▶ [WHAT IS REQUIRED]: When a line in the data below includes "need", pick it out and copy it.

######

PR #3048, opened 2026-08-29
Add CI workflow to build and test dpnp with the open source LLVM SYCL compiler

antonwolfy:
This PR adds a manually-triggered CI workflow that builds and tests dpnp against the open source `intel/llvm` DPC++ (LLVM SYCL) nightly toolchain, instead of the released Intel oneAPI compiler. This gives early warning when an upstream compiler change breaks dpnp, and exercises the source against a second, independent SYCL implementation. Building against the open source nightly surfaced one real correctness bug in dpnp (fixed here) and required a few build-system adjustments, all included.

### What is added

- `.github/workflows/os-llvm-sycl-build.yml` — `workflow_dispatch` job that downloads the latest `intel/llvm` nightly compiler, the OpenCL CPU runtime (oclcpuexp) and oneTBB, builds dpctl and dpnp from source against the nightly (dpnp built against the oneMath interface), and runs the full `dpnp/tests` suite.
- `.github/workflows/bump-sycl-deps.yml` — weekly (Saturday) workflow that opens a PR when a newer oclcpuexp driver release or oneTBB release is available, keeping the pins in `os-llvm-sycl-build.yml` current. The nightly compiler itself is discovered at run time and is not pinned.
- `dpnp/backend/cmake/Modules/IntelSYCLConfig.cmake` — parse the open source compiler version string (`clang version X.Y.Z`) in the vendored module, which is forced for this build because the nightly does not ship `add_sycl_to_target()`.

### Correctness fix

Building the ufunc extension with the open source nightly exposed an ODR violation in `dpnp/backend/extensions/ufunc/elementwise_functions/populate.hpp`: the `MACRO_POPULATE_DISPATCH_*` macros defined the helper structs `ContigFactory`, `StridedFactory` and `TypeMapFactory` with the same name in the shared `dpnp::extensions::ufunc::impl` namespace across every per-ufunc translation unit, each with a different body. The Intel compiler inlines these away, but the open source compiler emits them as weak COMDAT symbols and folds the identically-named instantiations across translation units, so several binary ufuncs got their dispatch and result-type tables populated from the wrong translation unit. Observable effect: `fmin`, `fmod`, `heaviside`, `logaddexp2` and `ldexp` silently computed the elementwise maximum, and the integer result-type entries for `fmin`, `fmax`, `fmod`, `gcd` and `lcm` were dropped. The fix gives the factories per-ufunc-unique names so no two translation units share a symbol.

### DIFF
--- a/.github/workflows/bump-sycl-deps.yml
+++ b/.github/workflows/bump-sycl-deps.yml
@@ -44,6 +44,9 @@ jobs:
           releases-only: true
           # Driver releases are tagged like "2026-WW28"; ignore nightly-* tags.
           regex: '^\d{4}-WW\d+$'
+          # Pick the most recently published matching release. Must stay false:
+          # sort-tags: true would semver-sort and mis-parse the YYYY-WWNN tag.
+          sort-tags: false
 
       - name: Find latest oneTBB release tag
         id: tbb
@@ -52,13 +55,16 @@ jobs:
           repository: uxlfoundation/oneTBB
           releases-only: true
           regex: '^v\d+\.\d+\.\d+$'
+          # Most recently published matching release (see note above).
+          sort-tags: false
 
       - name: Resolve asset names and derive values
         id: resolve
+        env:
+          DRIVER_TAG: ${{ steps.driver.outputs.tag }}
+          TBB_TAG: ${{ steps.tbb.outputs.tag }}
         run: |
           set -euo pipefail
-          DRIVER_TAG='${{ steps.driver.outputs.tag }}'
-          TBB_TAG='${{ steps.tbb.outputs.tag }}'
 
           # The oclcpuexp filename embeds its own version and is not derivable
           # from the tag, so read it back from the driver release assets.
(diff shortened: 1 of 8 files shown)


antonwolfy:
Both new workflows are passing:
https://github.com/antonwolfy/dpnp/actions/runs/33247287920
https://github.com/antonwolfy/dpnp/actions/runs/33247311140

.github/workflows/os-llvm-sycl-build.yml
```diff
@@ -0,0 +1,197 @@
+name: Build with Open Source LLVM SYCL compiler
+
+on:
+  # To be able to be triggered manually
+  workflow_dispatch:
```
ndgrigorian, line 9: Is there a reason to trigger manually vs just doing with each PR? Or we could run nightly?

.github/workflows/bump-sycl-deps.yml
```diff
@@ -0,0 +1,139 @@
+name: Bump open source SYCL build deps
```
ndgrigorian, line 1: would be nice to add this same chron job to dpctl

.github/workflows/os-llvm-sycl-build.yml
antonwolfy: It's the leftover while I was troubleshooting the workflow on fork.
Thank you for noticing that

.github/workflows/bump-sycl-deps.yml
antonwolfy: Yes, I'm planning to do that. But firstly wanted to ensure it works properly in dpnp, I'm wondering if there is no permission issue (about which one the Claude warned me).
So planning to wait till the first bumping PR triggered successfully.

ndgrigorian (approved):
Seems to be working so LGTM

PR #320, opened 2022-05-18
Add option to SV target to generate packed arrays

rsetaluri:


tests/test_system_verilog_target.py
```diff
@@ -105,6 +107,26 @@ class X(m.Circuit):
...
+        io.O @= io.I
+
+    fault.Tester(_Foo).compile_and_run(
+        target="system-verilog",
+        simulator="vcs",
+        skip_compile=True,
+        skip_run=True,
+        use_packed_arrays=use_packed_arrays,
+    )
+    assert filecmp.cmp(f"gold/{name_}_tb.sv", f"build/{name_}_tb.sv")
```
leonardt, line 127: Can we add a test that double checks that at least pokes/peeks work with packed arrays from a functionality perspective?  There are some array tests in tests/test_tester/test_core.py that we could parametrize by the use_packed flag

leonardt (changes requested):

tests/test_system_verilog_target.py
leonardt: Ideally we'd test all the actions but I think poking/peeking would be a minimum

rsetaluri: @leonardt added peeks and pokes to the tests. Figure we want to check the generated testbench in the case that we can't run a SV simulator.

rsetaluri: also we can't use iverilog because it doesn't support nd arrays anyway

PR #326, opened 2023-08-01
Add broken tests

cdonovick:


cdonovick:
Due to some sort of caching issue I can't test `BrokenProtocol` and `FixedProtocol` at the same time.  Not sure how to resolve.

leonardt:
Is the cache issue at the magma/python level compile? Or the verilator test?

cdonovick:
> Is the cache issue at the magma/python level compile? Or the verilator test?

Sorry I should have provided more detail.  If I add `FixedProtocol` to the list of `BoxT` I get an attribute error about `BrokenProtocol` having no `debug_name` in the `FixedProtocol` cases (this is the error I get in the `BrokenProtocol` cases).  If I run only `FixedProtocol` it has no errors.  If I set `BoxT = [FixedProtocol, BrokenProtocol]` I get no errors.  So some sort of Python level caching issue.

leonardt:
I think a broader fix for this issue is to have `fault` unpack protocol values at the entrypoint to any fault code (i.e. the fault internals just operate on the underlying magma values).  I added the required unpacking for these tests, but I suspect there are (many) other places we may need to the `get_magma_value` logic.  However, this is likely much simpler to do at the API boundary rather than finding all the places internally where we need to call `get_magma_value`

PR #580, opened 2022-05-29
Sidecar Power and Thermal management

arjenroodselaar:
This diff adds a first cut for power and thermal management of a Sidecar mainboard/chassis by adding support for Sidecar to the `power` and `thermal` tasks.

PR #586, opened 2022-06-06
supress a warning about an unused result

steveklabnik:
We've got a couple of warnings in the build that are leaving comments on PRs. This is the simplest one; while this TODO is being figured out, at least we can stop all of this:
image


mkeeter:
FYI there are drive-by fixes for these warnings in #580

steveklabnik:
Ah cool! I'll just close then.

PR #589, opened 2022-06-07
Fix A2->A0 leakage

nathanaelhuffman:
New FPGA with tri-state outputs for cross-domain signals.
Disable UART mux when transitioning A0->A2.


drv/gimlet-seq-server/src/main.rs
```diff
@@ -513,6 +518,19 @@ cfg_if::cfg_if! {
             sys.gpio_reset(UART_TX_ENABLE).unwrap();
         }
 
+        fn uart_sp_to_sp3_disable() {
+            let sys = sys_api::Sys::from(SYS.get_task_id());
+
+            sys.gpio_configure_output(
+                UART_TX_ENABLE,
+                sys_api::OutputType::PushPull,
+                sys_api::Speed::High,
```
mkeeter, line 527:
```suggestion
                sys_api::Speed::Low,
```
😉

nathanaelhuffman: hehe, I can make that change, probably also in the enable function which I copied to make this?

mkeeter: Sure, that makes sense!

kc8apf (approved):
Verified that A4 -> A3 -> A2 leaves V3P3_SYS_A0 at 0V.  A2 -> A0 bring V3P3_SYS_A0 up to 3.3V as expected and FTDI module connected to UART0 was able to interact with nanobl-rs so buffer was enabled correctly.  A0 -> A2 returns V3P3_SYS_A0 to 0V so UART0 buffer appears to be disabled correctly.

PR #592, opened 2022-06-07
jefe system state API

cbiffle:
This adds a system state tracking API to Jefe. Currently the only things that can be done with that API are:
- Read the current state
- Alter the state
- Get notified if someone alters the state.

In support of that third one, Jefe now has configuration: it can be asked to poke tasks when the state changes.

This PR also includes `gimlet-seq-server` support for posting sequencing state to Jefe, and corresponding client code in `net` to use Jefe's state instead of directly contacting the sequencer task.

### DIFF
--- a/build/util/src/lib.rs
+++ b/build/util/src/lib.rs
@@ -2,7 +2,7 @@
 // License, v. 2.0. If a copy of the MPL was not distributed with this
 // file, You can obtain one at https://mozilla.org/MPL/2.0/.
 
-use anyhow::{anyhow, Result};
+use anyhow::{anyhow, Context, Result};
 use serde::de::DeserializeOwned;
 use std::env;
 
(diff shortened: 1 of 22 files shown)


build/util/src/lib.rs
```diff
@@ -48,38 +48,53 @@ pub fn expose_target_board() {
 /// reflect that by having its member (or members) be an `Option` type.
 ///
 pub fn config<T: DeserializeOwned>() -> Result<T> {
-    toml_from_env("HUBRIS_APP_CONFIG", Some("[config]"))
+    toml_from_env("HUBRIS_APP_CONFIG")?.ok_or_else(|| {
```
mkeeter, line 51: Out of curiosity, why `?.ok_or_else(|| { anyhow!(...) })` instead of `.context(...)?`?

task/jefe/src/main.rs
```diff
@@ -110,72 +121,127 @@ fn main() -> ! {
...
+        FAULT_MASK | TIMER_MASK
+    }
+
+    fn handle_notification(&mut self, bits: u32) {
+        // Check to see if we have any external requests
+        let changed = external::check(self.disposition);
+
+        // If our timer went off, we need to reestablish it
+        if bits & TIMER_MASK != 0 {
+            self.deadline += TIMER_INTERVAL;
```
mkeeter, line 200: `self.deadline` is initialized to `TIMER_INTERVAL` above.  If `jefe` restarts, I think this would cause it to spam timer interrupts until it catches up to kernel time.

We should either
- Initialize it to `sys_get_timer().now + TIMER_INTERVAL` when constructing the `ServerImpl`
- Update it with `self.deadline = sys_get_timer().now + TIMER_INTERVAL` when it goes off

build/util/src/lib.rs
cbiffle: Good point. Will fix.

task/jefe/src/main.rs
cbiffle: Well, technically, if `jefe` restarts, we're resetting the processor. However, initializing it to the current time would be more obviously correct, and I'll make that first change.

I'm not sure whether the second change is right -- this timeout thing is something @bcantrill added for the Hiffy interface, and adding the increment to it every time ensures that it doesn't drift. Adding the increment to the current time will cause drift if stuff is happening that delays execution of the code. In this case it likely doesn't matter, given that the timeout is set to be "fast for a human but slow for a computer," so I'm inclined to stick with the cheaper (fewer syscalls) option.

build/util/src/lib.rs
cbiffle: Ahhhhhh -- the `?` is load bearing.

This is converting a `Result<Option<T>>` into a `Result<T>` by (1) unwrapping the outer bits and then (2) applying [`Option::ok_or_else`](https://doc.rust-lang.org/std/option/enum.Option.html#method.ok_or_else) to the interior to convert `None` into an error.

cbiffle:
@mkeeter - I have
1. [kebab'd the config](https://github.com/oxidecomputer/hubris/pull/592/commits/81c635a2da66246659e058a7db635d599021efa9#diff-6b46bc7f39e9c9bbc7e3ef491842c4da26c1614d5b66e353dae42296f2d12a06R37)
2. [made Jefe's initial deadline more plausible](https://github.com/oxidecomputer/hubris/pull/592/commits/319261386054991b9163acd8e4c198d4d5fc3e19#diff-9d0363bbabda71825a67857c2e4a0263721b5d1d4757b6ffc514bcee99355895R124)

I have not
1. Changed the `?.ok_or_else` sequences as they appear to actually be the right thing
2. Changed the interval computation in Jefe's loop to avoid drift.

Thoughts?

mkeeter (approved):

PR #601, opened 2022-06-10
stm32h7-i2c: rework target state machine

### LINKED ISSUE #544: STM32H7 I2C: target code sometimes fails to handle all interrupt flags, causing busyloop
When we raised `spd`'s priority on gimlet we noticed that other things were getting starved, which seems darn suspicious given that spd should be spending like 98.7% of its life waiting for interrupts.

Unless it's not waiting.

Inspection of the ringbufs showed a lot of this:

```
  11  846    30017        1 TxISR(0x6c0005)
```

Bit 2 is set, which is RXNE, which is bad. The Tx loop doesn't _handle_ RXNE. So, it is immediately popping out of wfi. The transmit still completes, but only after having left a bloody trail of preemption behind it.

######

▶ [REPLY TO THE TASK]:
I think a broader fix for this issue is to have `fault` unpack protocol values at the entrypoint to any fault code (i.e. the fault internals just operate on the underlying magma values).  I added the required unpacking for these tests, but I suspect there are (many) other places we may need to the `get_magma_value` logic.  However, this is likely much simpler to do at the API boundary rather than finding all the places internally where we need to call `get_magma_value`
+        // If our timer went off, we need to reestablish it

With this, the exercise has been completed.